**AIM OF THE EXERCISE**
Provide a verbatim copy of the data below.

**PROVIDED DATA**

--*--

PR #352, opened 2023-02-23
Retrieve ROM address from file descriptor.

giulianobelinassi:
This commit adds a new function which allows the user to retrieve the ROM address of a file given its file descriptor.  This is useful if the user is using some virtual filesystem and wants to extract some extra performance by bypassing newlib read functions at all, or even dfs_read at all if it is known that things are well behaved.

--*--

**YOUR SOLUTION**
PR #352, opened 2023-02-23
Retrieve ROM address from file descriptor.

giulianobelinassi:
This commit adds a new function which allows the user to retrieve the ROM address of a file given its file descriptor.  This is useful if the user is using some virtual filesystem and wants to extract some extra performance by bypassing newlib read functions at all, or even dfs_read at all if it is known that things are well behaved.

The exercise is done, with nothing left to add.